Assignment:
Please count how many lines below contain the word "best" and reply with only that number.

[Source data]

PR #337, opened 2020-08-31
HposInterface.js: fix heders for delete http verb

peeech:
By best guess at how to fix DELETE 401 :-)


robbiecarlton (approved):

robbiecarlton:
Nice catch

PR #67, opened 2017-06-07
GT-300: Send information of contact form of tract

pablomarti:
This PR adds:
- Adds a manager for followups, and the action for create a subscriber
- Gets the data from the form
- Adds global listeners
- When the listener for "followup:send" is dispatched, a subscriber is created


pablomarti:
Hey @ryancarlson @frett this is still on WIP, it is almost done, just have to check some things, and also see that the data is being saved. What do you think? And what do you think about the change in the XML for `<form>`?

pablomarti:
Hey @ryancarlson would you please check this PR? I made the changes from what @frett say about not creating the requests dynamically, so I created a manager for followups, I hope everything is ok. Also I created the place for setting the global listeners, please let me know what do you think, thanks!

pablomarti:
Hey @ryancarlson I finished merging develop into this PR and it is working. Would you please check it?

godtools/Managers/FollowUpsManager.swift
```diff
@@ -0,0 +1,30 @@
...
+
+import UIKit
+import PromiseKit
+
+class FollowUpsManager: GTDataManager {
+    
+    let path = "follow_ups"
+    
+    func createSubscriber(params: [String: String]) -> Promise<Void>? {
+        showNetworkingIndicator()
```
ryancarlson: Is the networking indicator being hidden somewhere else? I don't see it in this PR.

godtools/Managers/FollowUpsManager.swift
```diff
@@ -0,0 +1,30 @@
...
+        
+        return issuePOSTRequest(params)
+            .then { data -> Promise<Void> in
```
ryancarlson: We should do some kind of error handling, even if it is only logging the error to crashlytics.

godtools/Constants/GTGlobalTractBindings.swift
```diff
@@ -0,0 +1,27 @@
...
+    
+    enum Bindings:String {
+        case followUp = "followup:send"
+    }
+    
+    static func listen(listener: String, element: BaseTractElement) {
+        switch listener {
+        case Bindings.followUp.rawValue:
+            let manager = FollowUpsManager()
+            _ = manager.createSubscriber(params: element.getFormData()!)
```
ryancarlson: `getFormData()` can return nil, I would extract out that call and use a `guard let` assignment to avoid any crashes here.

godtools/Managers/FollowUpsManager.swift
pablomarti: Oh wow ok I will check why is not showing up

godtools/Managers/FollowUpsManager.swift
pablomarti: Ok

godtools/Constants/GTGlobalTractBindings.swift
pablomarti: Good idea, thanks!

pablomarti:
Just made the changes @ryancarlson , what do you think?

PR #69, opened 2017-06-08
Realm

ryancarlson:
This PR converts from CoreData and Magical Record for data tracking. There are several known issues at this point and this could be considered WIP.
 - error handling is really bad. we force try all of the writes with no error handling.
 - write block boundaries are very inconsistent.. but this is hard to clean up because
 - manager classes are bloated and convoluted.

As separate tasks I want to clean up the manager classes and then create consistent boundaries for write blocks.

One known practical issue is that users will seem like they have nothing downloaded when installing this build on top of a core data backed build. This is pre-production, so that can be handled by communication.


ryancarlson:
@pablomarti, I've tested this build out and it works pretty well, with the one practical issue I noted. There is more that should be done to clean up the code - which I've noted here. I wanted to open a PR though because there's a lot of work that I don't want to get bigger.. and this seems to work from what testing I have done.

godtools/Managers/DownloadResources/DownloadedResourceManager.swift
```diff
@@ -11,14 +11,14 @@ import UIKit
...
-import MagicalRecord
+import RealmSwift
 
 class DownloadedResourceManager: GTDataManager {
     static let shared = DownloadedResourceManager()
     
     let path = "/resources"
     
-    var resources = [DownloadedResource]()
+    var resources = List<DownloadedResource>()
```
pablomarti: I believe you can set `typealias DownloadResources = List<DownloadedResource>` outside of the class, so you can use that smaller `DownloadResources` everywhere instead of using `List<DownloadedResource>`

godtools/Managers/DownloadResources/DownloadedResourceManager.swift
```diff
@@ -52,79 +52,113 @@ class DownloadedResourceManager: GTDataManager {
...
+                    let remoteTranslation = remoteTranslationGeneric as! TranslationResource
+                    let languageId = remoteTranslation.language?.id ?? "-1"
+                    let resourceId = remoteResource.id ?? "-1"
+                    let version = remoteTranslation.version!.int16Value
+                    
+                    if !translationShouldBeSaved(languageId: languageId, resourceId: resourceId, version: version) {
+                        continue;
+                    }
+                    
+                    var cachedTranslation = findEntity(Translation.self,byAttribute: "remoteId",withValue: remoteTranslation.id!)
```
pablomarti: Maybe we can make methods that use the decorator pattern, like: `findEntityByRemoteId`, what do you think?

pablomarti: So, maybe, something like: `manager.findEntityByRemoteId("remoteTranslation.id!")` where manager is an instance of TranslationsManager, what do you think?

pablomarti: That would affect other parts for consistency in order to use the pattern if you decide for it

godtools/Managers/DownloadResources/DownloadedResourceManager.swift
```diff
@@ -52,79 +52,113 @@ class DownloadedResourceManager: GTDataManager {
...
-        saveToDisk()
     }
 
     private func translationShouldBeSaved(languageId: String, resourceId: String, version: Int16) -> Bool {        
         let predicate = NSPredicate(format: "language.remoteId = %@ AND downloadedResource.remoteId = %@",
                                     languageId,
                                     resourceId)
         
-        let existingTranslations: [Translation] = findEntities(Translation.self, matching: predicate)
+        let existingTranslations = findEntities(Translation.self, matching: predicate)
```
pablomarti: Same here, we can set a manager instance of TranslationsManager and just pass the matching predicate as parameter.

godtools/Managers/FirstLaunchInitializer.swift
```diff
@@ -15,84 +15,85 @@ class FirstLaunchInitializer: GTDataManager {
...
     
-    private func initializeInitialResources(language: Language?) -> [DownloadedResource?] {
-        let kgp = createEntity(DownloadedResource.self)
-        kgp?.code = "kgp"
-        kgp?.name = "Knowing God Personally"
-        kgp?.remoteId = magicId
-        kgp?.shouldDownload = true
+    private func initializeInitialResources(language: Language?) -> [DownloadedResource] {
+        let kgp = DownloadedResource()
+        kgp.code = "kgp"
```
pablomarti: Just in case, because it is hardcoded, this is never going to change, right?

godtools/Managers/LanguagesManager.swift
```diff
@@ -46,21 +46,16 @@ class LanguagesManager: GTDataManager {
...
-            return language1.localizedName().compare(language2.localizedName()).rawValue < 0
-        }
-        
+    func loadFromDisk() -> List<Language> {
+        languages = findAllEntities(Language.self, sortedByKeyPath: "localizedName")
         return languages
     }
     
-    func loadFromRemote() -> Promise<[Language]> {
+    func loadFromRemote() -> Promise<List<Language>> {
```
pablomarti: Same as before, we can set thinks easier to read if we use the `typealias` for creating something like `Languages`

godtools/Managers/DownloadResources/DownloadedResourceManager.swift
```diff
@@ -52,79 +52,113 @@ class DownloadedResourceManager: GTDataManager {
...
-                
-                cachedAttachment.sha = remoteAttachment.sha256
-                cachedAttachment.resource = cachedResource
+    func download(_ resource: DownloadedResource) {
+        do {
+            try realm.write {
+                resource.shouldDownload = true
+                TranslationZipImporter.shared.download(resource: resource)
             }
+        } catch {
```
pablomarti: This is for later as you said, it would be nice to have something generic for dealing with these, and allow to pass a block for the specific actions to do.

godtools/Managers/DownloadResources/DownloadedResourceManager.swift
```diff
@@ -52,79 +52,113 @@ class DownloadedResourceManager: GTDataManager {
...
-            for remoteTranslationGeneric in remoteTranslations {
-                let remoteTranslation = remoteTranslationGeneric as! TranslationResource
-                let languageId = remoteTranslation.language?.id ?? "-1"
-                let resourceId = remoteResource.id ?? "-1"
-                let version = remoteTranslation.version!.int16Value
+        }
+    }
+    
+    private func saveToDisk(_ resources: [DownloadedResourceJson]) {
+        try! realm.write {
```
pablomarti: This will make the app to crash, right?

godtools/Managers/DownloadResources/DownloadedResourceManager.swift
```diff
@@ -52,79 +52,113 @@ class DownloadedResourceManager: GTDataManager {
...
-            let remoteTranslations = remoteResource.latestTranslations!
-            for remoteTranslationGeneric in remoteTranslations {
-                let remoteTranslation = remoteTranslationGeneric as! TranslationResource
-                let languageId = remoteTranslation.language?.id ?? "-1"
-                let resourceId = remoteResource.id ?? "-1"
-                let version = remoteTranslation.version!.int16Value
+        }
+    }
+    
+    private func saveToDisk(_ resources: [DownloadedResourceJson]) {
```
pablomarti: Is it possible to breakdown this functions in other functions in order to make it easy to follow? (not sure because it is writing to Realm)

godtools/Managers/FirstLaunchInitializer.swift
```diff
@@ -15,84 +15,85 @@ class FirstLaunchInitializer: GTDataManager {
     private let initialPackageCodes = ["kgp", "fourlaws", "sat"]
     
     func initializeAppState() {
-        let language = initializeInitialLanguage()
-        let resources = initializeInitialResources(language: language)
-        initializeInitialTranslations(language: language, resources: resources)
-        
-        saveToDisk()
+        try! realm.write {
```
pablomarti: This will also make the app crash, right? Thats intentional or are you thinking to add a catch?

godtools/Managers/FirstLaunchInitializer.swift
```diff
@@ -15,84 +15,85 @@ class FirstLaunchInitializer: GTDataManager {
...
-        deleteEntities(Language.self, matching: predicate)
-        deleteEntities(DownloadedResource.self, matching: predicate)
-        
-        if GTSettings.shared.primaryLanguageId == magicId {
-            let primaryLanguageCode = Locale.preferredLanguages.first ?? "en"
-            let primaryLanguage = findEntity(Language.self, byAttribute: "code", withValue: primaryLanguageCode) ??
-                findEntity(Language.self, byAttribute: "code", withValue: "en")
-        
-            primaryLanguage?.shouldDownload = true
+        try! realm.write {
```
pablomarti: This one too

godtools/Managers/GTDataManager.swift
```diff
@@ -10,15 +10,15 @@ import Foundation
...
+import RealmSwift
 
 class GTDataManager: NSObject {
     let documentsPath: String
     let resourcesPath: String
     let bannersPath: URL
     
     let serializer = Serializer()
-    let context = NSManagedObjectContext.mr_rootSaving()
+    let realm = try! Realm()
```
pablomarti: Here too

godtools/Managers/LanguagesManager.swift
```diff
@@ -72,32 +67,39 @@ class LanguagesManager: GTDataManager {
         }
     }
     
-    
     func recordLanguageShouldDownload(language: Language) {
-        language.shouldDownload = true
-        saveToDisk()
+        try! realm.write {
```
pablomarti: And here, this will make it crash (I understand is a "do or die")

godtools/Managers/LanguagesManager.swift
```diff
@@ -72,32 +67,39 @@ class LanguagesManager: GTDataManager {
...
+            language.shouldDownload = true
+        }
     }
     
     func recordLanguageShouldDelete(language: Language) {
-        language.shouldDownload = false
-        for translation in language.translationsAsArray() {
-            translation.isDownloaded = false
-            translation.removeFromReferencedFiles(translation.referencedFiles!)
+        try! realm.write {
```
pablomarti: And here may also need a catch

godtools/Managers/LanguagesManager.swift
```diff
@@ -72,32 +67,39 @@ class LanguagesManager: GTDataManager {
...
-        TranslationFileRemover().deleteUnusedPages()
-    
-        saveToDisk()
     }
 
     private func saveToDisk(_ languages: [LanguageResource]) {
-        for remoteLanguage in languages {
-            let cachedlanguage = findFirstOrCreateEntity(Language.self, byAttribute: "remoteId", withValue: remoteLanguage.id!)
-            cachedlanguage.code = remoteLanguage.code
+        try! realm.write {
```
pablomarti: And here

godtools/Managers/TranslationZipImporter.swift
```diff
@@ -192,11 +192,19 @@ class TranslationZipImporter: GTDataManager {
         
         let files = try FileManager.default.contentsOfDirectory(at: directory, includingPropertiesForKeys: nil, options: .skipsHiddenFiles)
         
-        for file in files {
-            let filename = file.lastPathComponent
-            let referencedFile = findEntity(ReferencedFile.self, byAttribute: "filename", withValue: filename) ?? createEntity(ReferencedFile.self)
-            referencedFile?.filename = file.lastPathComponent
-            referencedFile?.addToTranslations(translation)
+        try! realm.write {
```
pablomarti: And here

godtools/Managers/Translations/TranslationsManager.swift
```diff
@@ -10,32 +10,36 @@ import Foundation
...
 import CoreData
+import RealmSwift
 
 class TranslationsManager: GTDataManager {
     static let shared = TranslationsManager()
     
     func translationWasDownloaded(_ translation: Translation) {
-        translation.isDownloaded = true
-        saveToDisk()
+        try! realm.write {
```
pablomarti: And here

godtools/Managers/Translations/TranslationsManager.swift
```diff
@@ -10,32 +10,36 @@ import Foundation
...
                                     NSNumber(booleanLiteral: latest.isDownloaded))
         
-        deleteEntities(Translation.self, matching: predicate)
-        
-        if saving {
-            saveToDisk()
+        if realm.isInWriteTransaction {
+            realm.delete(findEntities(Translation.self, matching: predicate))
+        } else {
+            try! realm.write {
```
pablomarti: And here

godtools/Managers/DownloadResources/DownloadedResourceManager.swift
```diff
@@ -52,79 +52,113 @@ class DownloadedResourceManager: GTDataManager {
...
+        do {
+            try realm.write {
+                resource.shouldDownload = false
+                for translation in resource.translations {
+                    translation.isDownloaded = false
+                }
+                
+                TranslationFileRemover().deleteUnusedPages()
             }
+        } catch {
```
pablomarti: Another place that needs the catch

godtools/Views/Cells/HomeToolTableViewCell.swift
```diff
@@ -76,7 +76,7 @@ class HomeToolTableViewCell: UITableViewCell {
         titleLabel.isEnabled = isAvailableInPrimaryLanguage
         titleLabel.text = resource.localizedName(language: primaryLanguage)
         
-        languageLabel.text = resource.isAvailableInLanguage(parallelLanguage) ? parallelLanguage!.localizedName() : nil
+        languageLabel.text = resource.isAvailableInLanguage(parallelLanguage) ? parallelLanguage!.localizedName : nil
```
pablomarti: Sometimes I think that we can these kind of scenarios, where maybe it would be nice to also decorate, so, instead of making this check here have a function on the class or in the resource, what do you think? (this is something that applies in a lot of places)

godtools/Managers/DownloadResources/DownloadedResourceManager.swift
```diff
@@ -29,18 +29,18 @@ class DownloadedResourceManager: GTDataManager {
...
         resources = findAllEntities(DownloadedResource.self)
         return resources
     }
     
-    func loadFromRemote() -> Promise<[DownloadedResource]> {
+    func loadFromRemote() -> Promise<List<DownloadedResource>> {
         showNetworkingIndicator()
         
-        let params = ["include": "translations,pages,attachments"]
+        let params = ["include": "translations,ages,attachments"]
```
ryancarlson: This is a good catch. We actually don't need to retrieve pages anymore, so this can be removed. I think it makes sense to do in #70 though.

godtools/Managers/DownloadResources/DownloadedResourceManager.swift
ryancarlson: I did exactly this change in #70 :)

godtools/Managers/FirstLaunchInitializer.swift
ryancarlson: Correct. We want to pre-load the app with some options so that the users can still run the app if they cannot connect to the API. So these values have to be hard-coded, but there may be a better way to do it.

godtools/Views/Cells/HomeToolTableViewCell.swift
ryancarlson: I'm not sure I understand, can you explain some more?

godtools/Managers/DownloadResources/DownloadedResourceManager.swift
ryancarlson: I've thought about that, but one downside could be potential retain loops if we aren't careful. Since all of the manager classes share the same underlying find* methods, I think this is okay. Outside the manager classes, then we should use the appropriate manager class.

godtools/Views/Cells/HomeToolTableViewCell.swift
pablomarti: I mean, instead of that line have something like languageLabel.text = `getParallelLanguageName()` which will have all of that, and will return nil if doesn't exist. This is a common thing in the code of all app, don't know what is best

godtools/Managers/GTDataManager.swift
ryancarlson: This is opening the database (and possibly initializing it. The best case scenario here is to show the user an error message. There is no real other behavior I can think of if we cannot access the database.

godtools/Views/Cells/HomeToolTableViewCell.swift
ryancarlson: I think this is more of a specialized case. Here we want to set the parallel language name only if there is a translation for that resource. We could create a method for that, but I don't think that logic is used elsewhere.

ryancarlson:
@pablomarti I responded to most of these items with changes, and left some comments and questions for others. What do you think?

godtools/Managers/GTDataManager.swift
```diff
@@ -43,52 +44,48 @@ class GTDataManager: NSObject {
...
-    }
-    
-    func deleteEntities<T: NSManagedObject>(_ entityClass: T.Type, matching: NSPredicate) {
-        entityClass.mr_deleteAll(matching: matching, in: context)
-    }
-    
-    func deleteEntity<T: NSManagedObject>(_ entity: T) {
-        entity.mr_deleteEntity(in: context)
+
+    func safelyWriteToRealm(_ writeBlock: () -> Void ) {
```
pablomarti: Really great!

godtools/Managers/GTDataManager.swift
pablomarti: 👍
...
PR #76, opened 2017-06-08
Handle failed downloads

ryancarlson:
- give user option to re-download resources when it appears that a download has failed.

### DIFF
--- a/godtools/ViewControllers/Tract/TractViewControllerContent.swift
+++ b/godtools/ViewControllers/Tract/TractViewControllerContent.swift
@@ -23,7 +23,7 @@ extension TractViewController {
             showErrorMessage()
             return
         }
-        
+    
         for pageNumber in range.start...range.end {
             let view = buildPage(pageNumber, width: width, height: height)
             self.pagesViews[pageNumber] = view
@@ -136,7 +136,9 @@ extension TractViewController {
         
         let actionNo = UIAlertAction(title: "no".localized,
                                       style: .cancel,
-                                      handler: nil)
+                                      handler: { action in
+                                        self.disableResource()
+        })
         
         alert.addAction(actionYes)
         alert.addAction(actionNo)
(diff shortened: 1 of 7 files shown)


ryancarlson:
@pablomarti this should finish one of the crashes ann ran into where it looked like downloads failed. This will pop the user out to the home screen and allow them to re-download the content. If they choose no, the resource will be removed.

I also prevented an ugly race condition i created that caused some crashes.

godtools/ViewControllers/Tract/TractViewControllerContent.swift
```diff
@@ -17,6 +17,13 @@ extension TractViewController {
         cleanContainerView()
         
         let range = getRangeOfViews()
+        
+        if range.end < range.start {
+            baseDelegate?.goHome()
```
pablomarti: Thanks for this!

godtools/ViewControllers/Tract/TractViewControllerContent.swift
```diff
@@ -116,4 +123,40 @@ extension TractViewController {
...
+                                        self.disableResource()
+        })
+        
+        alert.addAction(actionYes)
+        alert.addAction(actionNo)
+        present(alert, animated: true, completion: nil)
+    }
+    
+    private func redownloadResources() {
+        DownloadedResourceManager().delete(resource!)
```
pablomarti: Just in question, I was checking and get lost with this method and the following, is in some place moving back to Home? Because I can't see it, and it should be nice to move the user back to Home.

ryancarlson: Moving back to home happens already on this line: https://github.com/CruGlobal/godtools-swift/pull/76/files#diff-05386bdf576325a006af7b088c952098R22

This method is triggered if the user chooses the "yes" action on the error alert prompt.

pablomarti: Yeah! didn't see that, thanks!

Task output:
3